Type again, exactly, the lines below from the start through the line that includes "Three changes in one!".

── SUPPLIED ENTRIES

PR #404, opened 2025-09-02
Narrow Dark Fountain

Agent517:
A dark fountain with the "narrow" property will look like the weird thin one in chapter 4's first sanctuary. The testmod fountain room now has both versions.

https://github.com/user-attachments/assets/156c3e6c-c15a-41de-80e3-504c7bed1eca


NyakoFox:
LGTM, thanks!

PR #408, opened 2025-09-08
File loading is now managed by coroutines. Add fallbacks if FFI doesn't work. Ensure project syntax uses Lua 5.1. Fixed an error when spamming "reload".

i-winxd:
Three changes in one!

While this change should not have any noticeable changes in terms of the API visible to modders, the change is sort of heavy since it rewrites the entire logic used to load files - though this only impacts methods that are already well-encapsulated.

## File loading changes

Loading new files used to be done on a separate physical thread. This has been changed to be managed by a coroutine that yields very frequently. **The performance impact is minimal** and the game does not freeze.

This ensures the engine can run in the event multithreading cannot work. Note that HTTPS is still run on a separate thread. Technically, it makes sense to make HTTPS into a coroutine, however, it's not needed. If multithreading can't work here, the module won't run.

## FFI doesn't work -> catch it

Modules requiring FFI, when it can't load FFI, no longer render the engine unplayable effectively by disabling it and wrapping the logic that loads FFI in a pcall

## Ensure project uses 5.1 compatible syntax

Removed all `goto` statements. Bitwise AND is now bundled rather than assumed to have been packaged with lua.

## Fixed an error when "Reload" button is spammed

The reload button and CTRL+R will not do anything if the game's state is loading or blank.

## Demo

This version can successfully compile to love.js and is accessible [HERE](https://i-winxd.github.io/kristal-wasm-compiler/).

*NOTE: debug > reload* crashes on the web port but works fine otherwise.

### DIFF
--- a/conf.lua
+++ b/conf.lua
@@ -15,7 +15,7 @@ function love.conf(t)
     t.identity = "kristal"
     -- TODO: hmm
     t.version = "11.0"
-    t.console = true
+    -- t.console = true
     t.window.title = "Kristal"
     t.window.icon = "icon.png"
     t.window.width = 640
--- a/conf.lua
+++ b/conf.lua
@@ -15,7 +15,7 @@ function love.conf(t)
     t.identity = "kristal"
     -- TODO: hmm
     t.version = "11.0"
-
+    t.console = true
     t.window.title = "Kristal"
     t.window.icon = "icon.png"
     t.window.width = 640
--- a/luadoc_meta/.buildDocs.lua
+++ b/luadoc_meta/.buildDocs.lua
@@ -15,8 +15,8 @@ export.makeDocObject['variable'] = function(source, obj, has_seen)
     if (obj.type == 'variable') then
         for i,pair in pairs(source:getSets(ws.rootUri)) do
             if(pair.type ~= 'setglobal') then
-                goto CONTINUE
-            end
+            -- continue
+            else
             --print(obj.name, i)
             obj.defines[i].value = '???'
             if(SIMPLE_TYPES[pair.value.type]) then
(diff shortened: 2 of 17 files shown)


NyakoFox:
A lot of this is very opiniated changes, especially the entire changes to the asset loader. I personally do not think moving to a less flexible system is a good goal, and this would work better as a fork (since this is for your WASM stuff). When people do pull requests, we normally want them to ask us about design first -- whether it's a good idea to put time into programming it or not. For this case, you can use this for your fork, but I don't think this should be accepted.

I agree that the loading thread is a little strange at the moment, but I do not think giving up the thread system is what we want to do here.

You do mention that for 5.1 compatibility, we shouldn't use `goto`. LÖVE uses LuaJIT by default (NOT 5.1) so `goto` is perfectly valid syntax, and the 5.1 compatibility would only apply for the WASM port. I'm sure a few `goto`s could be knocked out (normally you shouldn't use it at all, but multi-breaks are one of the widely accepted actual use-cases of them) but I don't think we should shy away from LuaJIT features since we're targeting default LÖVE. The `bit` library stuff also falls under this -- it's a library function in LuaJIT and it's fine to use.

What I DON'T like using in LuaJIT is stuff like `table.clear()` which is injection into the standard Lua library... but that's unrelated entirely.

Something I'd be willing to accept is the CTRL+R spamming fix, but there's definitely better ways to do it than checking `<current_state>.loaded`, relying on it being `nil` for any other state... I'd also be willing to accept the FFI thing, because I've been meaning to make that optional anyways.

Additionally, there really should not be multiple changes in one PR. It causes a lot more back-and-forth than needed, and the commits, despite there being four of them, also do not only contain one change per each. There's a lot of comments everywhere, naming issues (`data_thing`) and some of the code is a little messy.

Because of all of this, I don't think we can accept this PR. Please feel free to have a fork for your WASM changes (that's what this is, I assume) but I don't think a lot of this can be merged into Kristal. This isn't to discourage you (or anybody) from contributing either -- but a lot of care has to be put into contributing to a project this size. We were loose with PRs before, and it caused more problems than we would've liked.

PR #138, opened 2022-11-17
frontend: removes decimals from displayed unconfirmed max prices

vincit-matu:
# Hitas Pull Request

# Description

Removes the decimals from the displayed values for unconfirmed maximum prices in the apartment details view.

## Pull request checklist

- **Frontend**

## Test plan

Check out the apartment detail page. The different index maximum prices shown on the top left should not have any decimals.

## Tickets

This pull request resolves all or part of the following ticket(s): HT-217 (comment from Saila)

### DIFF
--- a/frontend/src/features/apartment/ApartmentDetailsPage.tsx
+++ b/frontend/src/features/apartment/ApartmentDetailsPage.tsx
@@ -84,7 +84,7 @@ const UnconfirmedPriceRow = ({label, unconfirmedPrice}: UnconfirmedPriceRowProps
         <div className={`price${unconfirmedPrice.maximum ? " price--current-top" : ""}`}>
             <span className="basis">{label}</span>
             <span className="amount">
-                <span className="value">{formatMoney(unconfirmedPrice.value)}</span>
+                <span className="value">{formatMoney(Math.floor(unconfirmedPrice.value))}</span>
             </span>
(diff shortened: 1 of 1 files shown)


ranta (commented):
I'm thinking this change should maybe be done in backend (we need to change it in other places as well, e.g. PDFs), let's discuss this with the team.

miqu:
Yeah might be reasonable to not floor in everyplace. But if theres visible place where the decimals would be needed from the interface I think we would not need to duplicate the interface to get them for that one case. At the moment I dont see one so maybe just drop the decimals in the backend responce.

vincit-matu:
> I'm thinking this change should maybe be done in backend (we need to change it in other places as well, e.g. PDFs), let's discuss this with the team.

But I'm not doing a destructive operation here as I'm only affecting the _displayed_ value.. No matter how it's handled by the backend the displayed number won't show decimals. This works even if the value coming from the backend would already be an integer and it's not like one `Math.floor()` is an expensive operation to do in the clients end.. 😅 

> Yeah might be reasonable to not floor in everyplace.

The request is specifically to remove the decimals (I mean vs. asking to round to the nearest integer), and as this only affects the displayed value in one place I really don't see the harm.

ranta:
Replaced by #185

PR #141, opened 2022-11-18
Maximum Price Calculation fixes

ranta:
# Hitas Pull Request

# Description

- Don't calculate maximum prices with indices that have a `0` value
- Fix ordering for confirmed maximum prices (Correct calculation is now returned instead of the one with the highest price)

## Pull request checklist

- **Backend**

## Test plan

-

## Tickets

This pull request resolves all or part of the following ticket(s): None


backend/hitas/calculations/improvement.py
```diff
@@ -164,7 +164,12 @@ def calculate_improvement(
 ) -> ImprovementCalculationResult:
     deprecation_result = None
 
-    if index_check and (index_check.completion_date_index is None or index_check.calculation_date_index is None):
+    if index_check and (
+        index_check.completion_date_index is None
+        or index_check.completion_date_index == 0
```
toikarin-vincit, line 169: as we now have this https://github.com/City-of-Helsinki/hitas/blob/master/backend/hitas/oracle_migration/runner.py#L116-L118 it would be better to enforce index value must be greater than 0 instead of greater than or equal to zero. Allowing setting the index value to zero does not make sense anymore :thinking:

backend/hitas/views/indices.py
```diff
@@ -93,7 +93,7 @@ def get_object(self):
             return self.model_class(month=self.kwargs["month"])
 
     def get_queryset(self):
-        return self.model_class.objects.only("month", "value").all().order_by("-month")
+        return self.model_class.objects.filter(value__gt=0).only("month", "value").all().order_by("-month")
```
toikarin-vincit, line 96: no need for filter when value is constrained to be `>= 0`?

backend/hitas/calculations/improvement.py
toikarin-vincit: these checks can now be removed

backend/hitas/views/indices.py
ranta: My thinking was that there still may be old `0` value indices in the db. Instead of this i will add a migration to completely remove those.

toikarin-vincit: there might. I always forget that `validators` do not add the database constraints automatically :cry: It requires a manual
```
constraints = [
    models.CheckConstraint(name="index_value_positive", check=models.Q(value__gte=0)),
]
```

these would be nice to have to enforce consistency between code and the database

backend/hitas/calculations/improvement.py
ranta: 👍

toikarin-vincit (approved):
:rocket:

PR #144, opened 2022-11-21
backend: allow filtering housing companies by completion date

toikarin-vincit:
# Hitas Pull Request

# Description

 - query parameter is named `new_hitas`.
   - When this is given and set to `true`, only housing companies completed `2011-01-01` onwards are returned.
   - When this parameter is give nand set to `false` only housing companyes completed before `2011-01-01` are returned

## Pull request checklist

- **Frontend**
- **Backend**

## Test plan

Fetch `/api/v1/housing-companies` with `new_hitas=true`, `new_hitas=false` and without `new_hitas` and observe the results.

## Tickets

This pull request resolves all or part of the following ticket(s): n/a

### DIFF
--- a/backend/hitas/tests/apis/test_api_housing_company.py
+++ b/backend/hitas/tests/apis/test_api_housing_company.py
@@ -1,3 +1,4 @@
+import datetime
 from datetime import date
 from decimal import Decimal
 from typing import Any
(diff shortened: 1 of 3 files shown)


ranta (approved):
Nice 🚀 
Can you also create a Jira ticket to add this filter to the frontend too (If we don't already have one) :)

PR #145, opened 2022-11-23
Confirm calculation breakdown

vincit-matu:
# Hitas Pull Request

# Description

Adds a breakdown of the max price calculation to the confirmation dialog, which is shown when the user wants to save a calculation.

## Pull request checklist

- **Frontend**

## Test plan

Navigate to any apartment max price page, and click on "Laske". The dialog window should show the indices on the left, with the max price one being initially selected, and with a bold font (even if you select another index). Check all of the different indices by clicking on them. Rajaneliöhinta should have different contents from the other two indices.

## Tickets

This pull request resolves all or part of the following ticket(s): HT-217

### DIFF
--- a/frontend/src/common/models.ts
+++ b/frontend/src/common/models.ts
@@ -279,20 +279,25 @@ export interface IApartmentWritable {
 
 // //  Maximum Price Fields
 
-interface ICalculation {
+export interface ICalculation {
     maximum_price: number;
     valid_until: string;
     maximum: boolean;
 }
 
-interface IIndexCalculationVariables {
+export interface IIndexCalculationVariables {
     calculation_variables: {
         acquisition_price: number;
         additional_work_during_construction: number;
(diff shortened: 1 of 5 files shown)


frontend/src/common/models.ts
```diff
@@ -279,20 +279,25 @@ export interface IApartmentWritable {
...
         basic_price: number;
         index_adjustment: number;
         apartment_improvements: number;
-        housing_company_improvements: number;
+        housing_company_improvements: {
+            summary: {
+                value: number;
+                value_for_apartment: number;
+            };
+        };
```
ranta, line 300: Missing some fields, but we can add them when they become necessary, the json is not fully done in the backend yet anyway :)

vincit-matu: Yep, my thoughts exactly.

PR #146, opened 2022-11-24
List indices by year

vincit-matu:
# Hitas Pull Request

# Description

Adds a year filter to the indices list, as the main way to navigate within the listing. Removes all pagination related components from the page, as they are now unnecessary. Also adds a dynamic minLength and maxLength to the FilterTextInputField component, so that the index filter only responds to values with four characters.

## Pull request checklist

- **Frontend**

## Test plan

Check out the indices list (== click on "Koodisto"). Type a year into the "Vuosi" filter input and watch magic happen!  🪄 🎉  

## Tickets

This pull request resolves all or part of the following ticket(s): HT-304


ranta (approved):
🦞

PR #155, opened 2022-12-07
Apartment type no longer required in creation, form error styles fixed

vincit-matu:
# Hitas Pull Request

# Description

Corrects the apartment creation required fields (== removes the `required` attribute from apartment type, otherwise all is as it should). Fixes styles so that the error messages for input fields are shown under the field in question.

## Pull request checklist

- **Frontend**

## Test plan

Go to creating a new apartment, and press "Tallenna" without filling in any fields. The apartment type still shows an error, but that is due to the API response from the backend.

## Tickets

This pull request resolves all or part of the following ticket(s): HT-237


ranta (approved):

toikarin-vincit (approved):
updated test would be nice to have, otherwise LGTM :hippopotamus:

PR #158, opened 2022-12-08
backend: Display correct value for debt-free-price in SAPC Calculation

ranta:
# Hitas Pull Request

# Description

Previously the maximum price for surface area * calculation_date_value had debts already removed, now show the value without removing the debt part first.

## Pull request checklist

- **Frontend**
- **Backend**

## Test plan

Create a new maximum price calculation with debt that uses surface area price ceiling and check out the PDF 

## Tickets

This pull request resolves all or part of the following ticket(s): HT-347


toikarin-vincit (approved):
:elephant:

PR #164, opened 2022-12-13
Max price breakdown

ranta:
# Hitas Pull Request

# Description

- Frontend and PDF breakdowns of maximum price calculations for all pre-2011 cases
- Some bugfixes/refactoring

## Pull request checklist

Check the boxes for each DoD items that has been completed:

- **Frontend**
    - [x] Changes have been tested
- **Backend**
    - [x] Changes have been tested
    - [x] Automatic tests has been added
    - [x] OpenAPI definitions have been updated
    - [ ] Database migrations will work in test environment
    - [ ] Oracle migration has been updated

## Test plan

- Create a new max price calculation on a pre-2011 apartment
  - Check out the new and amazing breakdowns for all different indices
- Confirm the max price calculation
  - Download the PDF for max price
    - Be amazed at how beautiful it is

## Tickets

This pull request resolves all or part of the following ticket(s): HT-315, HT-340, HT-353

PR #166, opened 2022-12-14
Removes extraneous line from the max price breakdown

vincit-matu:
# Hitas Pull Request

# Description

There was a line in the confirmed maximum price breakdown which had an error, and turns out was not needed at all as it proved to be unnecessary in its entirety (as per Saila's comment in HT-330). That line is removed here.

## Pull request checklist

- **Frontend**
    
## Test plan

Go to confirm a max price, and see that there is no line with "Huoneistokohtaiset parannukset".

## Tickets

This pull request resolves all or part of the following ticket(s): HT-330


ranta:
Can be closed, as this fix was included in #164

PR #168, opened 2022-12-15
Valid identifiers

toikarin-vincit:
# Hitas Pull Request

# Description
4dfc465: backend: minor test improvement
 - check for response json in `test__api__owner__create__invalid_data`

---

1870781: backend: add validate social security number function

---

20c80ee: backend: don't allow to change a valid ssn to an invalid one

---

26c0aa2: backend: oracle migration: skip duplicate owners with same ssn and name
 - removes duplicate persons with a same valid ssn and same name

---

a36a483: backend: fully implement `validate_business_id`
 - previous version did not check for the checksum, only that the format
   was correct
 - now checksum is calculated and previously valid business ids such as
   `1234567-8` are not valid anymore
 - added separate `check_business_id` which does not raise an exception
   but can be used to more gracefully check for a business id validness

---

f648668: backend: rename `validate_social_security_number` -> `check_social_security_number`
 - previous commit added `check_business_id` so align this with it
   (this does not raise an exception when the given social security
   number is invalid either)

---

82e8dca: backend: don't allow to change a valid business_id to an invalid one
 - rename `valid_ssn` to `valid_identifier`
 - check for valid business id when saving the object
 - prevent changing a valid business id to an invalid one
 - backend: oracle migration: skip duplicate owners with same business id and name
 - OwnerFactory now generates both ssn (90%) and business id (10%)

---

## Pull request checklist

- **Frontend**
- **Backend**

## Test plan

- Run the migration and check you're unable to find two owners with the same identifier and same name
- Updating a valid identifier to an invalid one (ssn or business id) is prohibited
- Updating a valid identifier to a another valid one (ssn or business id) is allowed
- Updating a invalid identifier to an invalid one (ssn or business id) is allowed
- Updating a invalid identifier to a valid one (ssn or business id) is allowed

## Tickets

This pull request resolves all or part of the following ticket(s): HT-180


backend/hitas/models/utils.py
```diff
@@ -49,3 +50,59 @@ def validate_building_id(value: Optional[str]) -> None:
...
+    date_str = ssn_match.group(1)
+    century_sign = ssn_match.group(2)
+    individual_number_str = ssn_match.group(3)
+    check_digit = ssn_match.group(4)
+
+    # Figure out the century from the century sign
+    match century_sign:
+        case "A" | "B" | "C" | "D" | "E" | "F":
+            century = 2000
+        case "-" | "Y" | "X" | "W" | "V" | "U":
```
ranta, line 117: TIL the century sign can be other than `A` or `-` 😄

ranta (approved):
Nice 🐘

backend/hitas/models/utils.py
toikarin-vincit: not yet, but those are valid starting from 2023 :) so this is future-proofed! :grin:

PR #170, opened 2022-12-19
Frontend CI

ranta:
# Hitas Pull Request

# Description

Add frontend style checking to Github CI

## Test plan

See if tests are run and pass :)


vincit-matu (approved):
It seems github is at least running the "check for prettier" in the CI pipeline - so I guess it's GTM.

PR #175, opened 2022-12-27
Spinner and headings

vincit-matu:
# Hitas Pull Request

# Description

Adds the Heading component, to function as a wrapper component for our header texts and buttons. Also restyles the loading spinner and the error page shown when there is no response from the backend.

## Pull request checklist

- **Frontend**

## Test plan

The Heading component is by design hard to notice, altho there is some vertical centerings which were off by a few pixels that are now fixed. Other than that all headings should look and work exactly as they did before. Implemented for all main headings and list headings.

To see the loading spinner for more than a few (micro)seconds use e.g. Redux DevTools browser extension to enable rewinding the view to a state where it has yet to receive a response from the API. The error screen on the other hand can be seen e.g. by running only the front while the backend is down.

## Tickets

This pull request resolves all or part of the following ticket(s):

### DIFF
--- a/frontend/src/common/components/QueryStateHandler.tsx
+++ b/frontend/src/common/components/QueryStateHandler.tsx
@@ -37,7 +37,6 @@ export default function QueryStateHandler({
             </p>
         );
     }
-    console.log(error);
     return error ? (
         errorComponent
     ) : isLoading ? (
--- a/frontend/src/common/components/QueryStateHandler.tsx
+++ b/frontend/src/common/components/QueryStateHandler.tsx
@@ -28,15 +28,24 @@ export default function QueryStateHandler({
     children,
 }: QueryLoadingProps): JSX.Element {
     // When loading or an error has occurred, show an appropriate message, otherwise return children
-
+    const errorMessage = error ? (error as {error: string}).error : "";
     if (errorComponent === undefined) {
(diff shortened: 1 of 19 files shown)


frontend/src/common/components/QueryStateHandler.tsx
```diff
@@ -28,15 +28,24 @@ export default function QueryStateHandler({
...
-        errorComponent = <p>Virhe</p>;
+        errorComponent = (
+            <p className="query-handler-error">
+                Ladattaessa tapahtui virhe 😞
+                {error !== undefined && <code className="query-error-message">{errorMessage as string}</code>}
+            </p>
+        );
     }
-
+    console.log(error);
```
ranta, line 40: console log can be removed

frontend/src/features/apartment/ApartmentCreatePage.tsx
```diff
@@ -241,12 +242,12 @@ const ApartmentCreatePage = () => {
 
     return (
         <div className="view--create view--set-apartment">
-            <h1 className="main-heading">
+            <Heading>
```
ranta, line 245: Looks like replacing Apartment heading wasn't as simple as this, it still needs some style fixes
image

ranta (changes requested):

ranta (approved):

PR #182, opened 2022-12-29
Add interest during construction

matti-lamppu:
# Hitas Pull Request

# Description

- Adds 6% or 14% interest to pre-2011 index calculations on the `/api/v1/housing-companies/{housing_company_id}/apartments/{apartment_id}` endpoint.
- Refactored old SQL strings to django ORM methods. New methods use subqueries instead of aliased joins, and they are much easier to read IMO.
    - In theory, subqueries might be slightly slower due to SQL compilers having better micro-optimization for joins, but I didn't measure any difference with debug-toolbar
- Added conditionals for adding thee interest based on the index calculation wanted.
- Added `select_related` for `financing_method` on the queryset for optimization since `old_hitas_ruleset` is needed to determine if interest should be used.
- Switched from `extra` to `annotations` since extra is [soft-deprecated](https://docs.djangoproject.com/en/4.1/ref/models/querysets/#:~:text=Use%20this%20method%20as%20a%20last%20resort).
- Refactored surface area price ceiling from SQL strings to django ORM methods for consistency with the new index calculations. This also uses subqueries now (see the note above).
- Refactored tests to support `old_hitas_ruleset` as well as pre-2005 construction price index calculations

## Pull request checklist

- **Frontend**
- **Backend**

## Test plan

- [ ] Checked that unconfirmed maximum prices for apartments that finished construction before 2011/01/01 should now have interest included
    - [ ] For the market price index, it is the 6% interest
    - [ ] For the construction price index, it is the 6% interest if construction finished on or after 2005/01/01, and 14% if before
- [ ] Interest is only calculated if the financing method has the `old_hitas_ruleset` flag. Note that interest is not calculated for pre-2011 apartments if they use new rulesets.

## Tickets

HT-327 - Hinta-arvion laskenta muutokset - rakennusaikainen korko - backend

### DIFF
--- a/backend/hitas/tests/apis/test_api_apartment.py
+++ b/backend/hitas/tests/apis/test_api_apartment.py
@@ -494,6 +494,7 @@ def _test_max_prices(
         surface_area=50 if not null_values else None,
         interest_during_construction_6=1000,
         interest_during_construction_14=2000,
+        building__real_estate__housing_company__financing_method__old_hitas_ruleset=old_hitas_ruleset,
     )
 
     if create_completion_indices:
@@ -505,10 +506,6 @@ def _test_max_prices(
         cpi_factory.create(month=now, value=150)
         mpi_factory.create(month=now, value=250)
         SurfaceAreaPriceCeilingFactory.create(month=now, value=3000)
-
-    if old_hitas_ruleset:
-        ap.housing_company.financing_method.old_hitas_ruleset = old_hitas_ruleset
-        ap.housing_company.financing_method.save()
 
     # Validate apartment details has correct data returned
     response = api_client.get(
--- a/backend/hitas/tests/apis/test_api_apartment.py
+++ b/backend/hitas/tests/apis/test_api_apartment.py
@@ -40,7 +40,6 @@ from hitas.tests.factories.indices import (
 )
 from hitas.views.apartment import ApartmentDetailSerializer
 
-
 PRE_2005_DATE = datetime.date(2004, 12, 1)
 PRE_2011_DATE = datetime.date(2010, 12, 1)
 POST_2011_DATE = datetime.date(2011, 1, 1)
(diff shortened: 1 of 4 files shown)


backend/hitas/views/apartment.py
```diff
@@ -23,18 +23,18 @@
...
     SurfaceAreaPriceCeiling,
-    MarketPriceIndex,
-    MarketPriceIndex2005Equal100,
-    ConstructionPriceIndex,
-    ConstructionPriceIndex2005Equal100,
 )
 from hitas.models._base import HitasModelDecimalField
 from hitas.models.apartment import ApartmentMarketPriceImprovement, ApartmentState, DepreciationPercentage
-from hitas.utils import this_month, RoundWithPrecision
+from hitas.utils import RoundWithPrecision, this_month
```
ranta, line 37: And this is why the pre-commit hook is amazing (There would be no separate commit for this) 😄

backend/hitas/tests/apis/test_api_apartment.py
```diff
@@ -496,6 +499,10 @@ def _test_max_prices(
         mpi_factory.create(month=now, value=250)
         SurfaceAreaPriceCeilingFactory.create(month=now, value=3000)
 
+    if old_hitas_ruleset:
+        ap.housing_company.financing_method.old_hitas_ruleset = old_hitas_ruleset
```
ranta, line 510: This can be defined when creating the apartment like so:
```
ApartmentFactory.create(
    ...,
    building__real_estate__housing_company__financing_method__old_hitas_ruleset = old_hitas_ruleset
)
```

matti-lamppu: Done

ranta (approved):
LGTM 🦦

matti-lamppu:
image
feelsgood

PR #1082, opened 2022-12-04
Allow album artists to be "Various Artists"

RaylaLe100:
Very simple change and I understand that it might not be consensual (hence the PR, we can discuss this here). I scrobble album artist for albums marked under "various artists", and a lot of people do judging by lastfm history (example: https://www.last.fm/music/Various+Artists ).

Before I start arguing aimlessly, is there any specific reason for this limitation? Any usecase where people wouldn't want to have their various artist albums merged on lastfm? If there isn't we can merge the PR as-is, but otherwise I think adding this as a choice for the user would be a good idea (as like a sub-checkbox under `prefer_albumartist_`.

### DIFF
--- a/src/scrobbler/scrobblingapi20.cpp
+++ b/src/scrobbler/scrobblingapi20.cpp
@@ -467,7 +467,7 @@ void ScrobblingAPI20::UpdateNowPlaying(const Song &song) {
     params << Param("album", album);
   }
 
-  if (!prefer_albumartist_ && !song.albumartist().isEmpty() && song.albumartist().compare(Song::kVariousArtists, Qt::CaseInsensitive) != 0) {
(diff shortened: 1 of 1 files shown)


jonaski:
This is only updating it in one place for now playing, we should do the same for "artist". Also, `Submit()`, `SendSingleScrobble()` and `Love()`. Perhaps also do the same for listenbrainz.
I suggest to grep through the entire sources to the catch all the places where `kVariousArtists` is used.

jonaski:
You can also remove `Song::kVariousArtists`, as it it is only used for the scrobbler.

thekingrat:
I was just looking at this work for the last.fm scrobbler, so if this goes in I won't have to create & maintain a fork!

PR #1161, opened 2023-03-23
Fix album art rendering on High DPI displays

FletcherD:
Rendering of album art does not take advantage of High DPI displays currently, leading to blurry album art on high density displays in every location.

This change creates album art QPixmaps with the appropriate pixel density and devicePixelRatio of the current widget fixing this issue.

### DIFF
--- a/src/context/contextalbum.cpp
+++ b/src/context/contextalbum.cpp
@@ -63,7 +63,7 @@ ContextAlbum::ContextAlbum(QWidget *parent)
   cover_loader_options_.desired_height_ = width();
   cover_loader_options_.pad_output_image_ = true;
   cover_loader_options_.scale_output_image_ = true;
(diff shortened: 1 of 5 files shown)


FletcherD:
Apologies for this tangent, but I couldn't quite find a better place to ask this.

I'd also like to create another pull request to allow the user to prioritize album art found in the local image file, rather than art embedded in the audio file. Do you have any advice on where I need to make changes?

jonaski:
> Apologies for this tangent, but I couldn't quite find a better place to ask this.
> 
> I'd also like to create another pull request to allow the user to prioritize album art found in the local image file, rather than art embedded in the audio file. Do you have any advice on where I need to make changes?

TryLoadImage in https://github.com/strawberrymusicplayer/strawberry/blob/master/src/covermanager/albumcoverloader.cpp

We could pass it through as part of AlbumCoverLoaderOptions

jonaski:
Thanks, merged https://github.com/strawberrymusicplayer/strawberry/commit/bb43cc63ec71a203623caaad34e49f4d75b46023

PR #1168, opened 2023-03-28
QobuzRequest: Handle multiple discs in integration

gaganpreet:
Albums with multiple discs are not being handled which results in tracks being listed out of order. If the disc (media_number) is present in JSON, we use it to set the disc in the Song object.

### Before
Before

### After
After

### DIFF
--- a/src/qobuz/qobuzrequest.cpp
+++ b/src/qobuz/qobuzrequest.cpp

────

= ANSWER BOX =
PR #404, opened 2025-09-02
Narrow Dark Fountain

Agent517:
A dark fountain with the "narrow" property will look like the weird thin one in chapter 4's first sanctuary. The testmod fountain room now has both versions.

https://github.com/user-attachments/assets/156c3e6c-c15a-41de-80e3-504c7bed1eca


NyakoFox:
LGTM, thanks!

PR #408, opened 2025-09-08
File loading is now managed by coroutines. Add fallbacks if FFI doesn't work. Ensure project syntax uses Lua 5.1. Fixed an error when spamming "reload".

i-winxd:
Three changes in one!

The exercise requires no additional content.